Isi UUD itu tidak ada yang salah atau benar, tidak ada yang bagus atau jelek. Isi UUD itu hanya kesepakatan yang bisa bulat atau tidak bulat berdasar pendapat-pendapat yang diperdebatkan oleh para pembentuknya. Jika UUD itu dianggap benar atau bagus oleh sekelompok orang selalu saja ada sekelompok orang-orang lain yang menganggapnya kurang benar atau kurang baik dan harus diperbaiki lagi. Jadi, UUD itu wajib ditaati dan dilaksanakan karena ditetapkan keberlakuannya secara resmi oleh lembaga yang berwenang, bukan karena benar atau karena bagus.
Jika kita memang bersepakat untuk melakukan perubahan maka sebaiknya yang dilakukan terlebih dulu adalah mengubah ketentuan Pasal 37 UUD 1945 tentang tata cara perubahan. Prosedur dan mekanisme perubahan yang berlaku sekarang berdasar Pasal 37 tersebut agak menyulitkan untuk melakukan perubahan yang komprehensif dalam satu paket sehingga kesan tambal sulam akan terasa selalu ada. Bagus juga kalau MPR diberi wewenang menetapkan UUD tanpa harus membuat sendiri isinya.

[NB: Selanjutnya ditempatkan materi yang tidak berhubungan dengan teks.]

PR #2381, opened 2022-09-30
Single#concatPropagateCancel(Publisher) to force cancel propagation

Scottmitch:
Motivation:
In some scenarios concat is used where the right hand side has assocated state that is desirable to always trigger (concat payload body to meta data for http response processing). Regular concat will not subscribe if the Single terminates with onError or is cancelled which will prevent terminal event visibility.

### DIFF
--- a/servicetalk-concurrent-api/src/main/java/io/servicetalk/concurrent/api/Single.java
+++ b/servicetalk-concurrent-api/src/main/java/io/servicetalk/concurrent/api/Single.java
@@ -766,7 +766,7 @@ public abstract class Single<T> {
      * @see #concat(Publisher, boolean)
      */
     public final Publisher<T> concat(Publisher<? extends T> next) {
-        return new SingleConcatWithPublisher<>(this, next, false);
+        return concat(next, false);
     }
 
     /**
@@ -793,7 +793,29 @@ public abstract class Single<T> {
      * all elements from {@code next} {@link Publisher}.
      */
     public final Publisher<T> concat(Publisher<? extends T> next, boolean deferSubscribe) {
-        return new SingleConcatWithPublisher<>(this, next, deferSubscribe);
+        return new SingleConcatWithPublisher<>(this, next, deferSubscribe, false);
+    }
+
+    /**
+     * Returns a {@link Publisher} that first emits the result of this {@link Single} and then subscribes and emits all
+     * elements from {@code next} {@link Publisher}. Any error emitted by this {@link Single} or {@code next}
+     * {@link Publisher} is forwarded to the returned {@link Publisher}.
+     * <p>
+     * This method provides a means to sequence the execution of two asynchronous sources and in sequential programming
+     * is similar to:
+     * <pre>{@code
+     *     List<T> results = new ...;
+     *     results.add(resultOfThisSingle());
+     *     results.addAll(nextStream());
+     *     return results;
+     * }</pre>
+     * @param next {@link Publisher} to concat. will be subscribed to and cancelled if this {@link Publisher} is
+     * cancelled or terminates with {@link Subscriber#onError(Throwable)}.
+     * @return New {@link Publisher} that first emits the result of this {@link Single} and then subscribes and emits
+     * all elements from {@code next} {@link Publisher}.
+     */
+    public final Publisher<T> concatPropagateCancel(Publisher<? extends T> next) {
+        return new SingleConcatWithPublisher<>(this, next, false, true);
     }
 
     /**
--- a/servicetalk-concurrent-api/src/main/java/io/servicetalk/concurrent/api/Single.java
+++ b/servicetalk-concurrent-api/src/main/java/io/servicetalk/concurrent/api/Single.java
@@ -764,6 +764,7 @@ public abstract class Single<T> {
      * @return New {@link Publisher} that first emits the result of this {@link Single} and then subscribes and emits
      * all elements from {@code next} {@link Publisher}.
      * @see #concat(Publisher, boolean)
+     * @see #concatPropagateCancel(Publisher)
      */
     public final Publisher<T> concat(Publisher<? extends T> next) {
         return concat(next, false);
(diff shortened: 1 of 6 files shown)


servicetalk-concurrent-api/src/main/java/io/servicetalk/concurrent/api/Single.java
```diff
@@ -793,7 +793,37 @@ public final Publisher<T> concat(Publisher<? extends T> next) {
...
+     * {@code next} {@link Publisher} does not or might not support multiple subscribers (non-replayable). Choosing the
+     * immediate subscribe ({@code false}) behavior may have better performance and may be a preferable choice for
+     * replayable {@link Publisher}(s) or when eager subscribe is beneficial.
+     * @param propagateCancel if {@code true} then {@code next} will be subscribed to and cancelled if this
+     * {@link Publisher} is cancelled or terminates with {@link Subscriber#onError(Throwable)}. if {@code false} this
+     * method is equivalent to {@link #concat(Publisher, boolean)}.
+     * @return New {@link Publisher} that first emits the result of this {@link Single} and then subscribes and emits
+     * all elements from {@code next} {@link Publisher}.
+     */
+    public final Publisher<T> concat(Publisher<? extends T> next, boolean deferSubscribe, boolean propagateCancel) {
```
idelpivnitskiy, line 825: The `deferSubscribe` and `propagateCancel` look conflicting. If users use `deferSubscribe == true` they do not expect subscribe to the `next` without demand and success for the `Single`. Javadoc for `deferSubscribe` describes a use-case with non-replayable publisher. Do you have a legit use-case in mind for `deferSubscribe == true && propagateCancel == true`?

My expectation was that we will modify only `deferSubscribe == false` variant to make it consistent with all other `concat` variants: it should subscribe to the `next` after `onSuccess` even if `cancel` was already observed. Because for our use-case we use `Single.succeeded`, it will be enough. No need for extra complexity.

Scottmitch: These two options are independent and augment the operator behavior in a non-mutually exclusive way. `deferSubscribe` applies to the happy path, `propagateCancel` applies to the not-happy path. In the specific call site we have today in https://github.com/apple/servicetalk/pull/2369 we are using `Single.succeeded` but the semantics we desire from `concat` are provided by `propagateCancel`, so I think it is safer to provide these semantics in the operator rather than rely upon the `Single` implementation (e.g. what if we change it to respect cancel in the future). This also allows us to provide consistent semantics with https://github.com/apple/servicetalk/pull/2372 which is required at our current call-site.

Scottmitch: discussed offline, we can do both and I will rename operator to `concatPropagateCancel`.

servicetalk-concurrent-api/src/test/java/io/servicetalk/concurrent/api/single/SingleConcatWithPublisherTest.java
```diff
@@ -60,7 +62,12 @@ class SingleConcatWithPublisherTest {
     private TestPublisher<Integer> next = new TestPublisher.Builder<Integer>().disableAutoOnSubscribe().build();
 
     void setUp(boolean deferSubscribe) {
-        toSource(source.concat(next, deferSubscribe)).subscribe(subscriber);
+        setUp(deferSubscribe, false);
+    }
+
+    void setUp(boolean deferSubscribe, boolean propagateCancel) {
+        toSource(propagateCancel ? source.concatPropagateCancel(next) : source.concat(next, deferSubscribe))
```
idelpivnitskiy, line 69: Tests will be a bit misleading. They assume 4 combinations, but we have only 3 combinations. Let's try to avoid testing with `true, true` as it's the same as `false, true`.

servicetalk-concurrent-api/src/main/java/io/servicetalk/concurrent/api/SingleConcatWithPublisher.java
```diff
@@ -120,36 +192,65 @@ final void superCancel() {
...
+            delayedSubscription(EMPTY_SUBSCRIPTION);
+        }
     }
 
     private static final class ConcatSubscriber<T> extends AbstractConcatSubscriber<T> {
         /**
          * If {@link #request(long)} (with a valid n) invoked before {@link #onSuccess(Object)}.
          */
         private static final Object REQUESTED = new Object();
+        private static final Object REQUESTED_SUBSCRIBED = new Object();
```
idelpivnitskiy, line 230: Please add javadoc to describe this state. All other states have description

servicetalk-concurrent-api/src/main/java/io/servicetalk/concurrent/api/SingleConcatWithPublisher.java
```diff
@@ -90,28 +96,94 @@ public final void onSubscribe(final Subscription subscription) {
...
+        private void onErrorPropagateCancel(Throwable t) {
+            for (;;) {
+                final Object oldValue = mayBeResult;
+                if (oldValue == CANCELLED) {
+                    // CANCELLED means downstream doesn't care about being notified and internal state tracking also
+                    // uses this state if terminal has been propagated, so avoid duplicate terminal. We may
+                    // subscribe to both sources in parallel if cancellation occurs, so allowing terminal to
+                    // propagate would mean ordering and concurrency needs to be accounted for between Single and
+                    // Publisher, because cancel allows for no more future delivery we avoid future invocation of
+                    // the target subscriber.
```
idelpivnitskiy, line 122: This is similar to https://github.com/apple/servicetalk/pull/2372#discussion_r984911440, but this operator has a lot more states. Will it be possible to make behavior consistent?

Scottmitch: we can propagate error as long as `propagateCancel == false` to avoid concurrency and ordering issues.

idelpivnitskiy:
Thank you!

idelpivnitskiy (approved):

Cara yang bisa dipertimbangkan untuk mengutur perubahan itu adalah dilakukannya perubahan oleh sebuah Komisi Negara yang khusus dibentuk untuk itu. Komisi tersebut diberi wewenang penuh untuk menyusun sebuah Rancangan UUD yang bisa melakukan perbaikan-perbaikan atas UUD yang ada sekarang secara satu paket, atau membuat yang baru sama sekali, atau kembali ke UUD 1945 yang pertama (asli). Dalam memutuskan perubahan itu MPR tinggal memberi keputusan dengan menyatakan “setuju” atau “tidak setuju” tanpa harus menyusun sendiri rancangan dan isi perubahan itu. Bisa juga pemberian persetujuan atau penolakan atas rancangan UUD tersebut dilakukan melalui referendum. Tetapi cara-cara baru itu harus didahului dengan perubahan lebih atas Pasal 37 UUD 1945 yang berlaku sekarang ini.
——————————–
[1] Disampaikan pada Temu Akbar Mufakat Budaya Indonesia III 2018 berthema “Menimbang Kembali Konstitusi Indonesia” yang diselenggarakan oleh Mufakat Budaya Indonesia dan Media Indoneia, Selasa, 6 November 2018 di Gedung Metro TV, Lantai 8, Kedoya, Jakarta, Selatan.
[2] Guru Besar Hukum Tata Negara pada Fakultas Hukum UII Yogyakarta; Anggota Dewan Pengarah Badan Pembinaan Ideologi Pancasila (BPIP); Ketua Mahkamah Konstitusi periode 2008-2013.
[3] Selanjutnya, untuk keperluan makalah ini, saya mempergunakan dalam pengertian yang sama untuk istilah “konstitusi” dan “UUD” serta untuk istilah “perubahan” dan “amandemen”.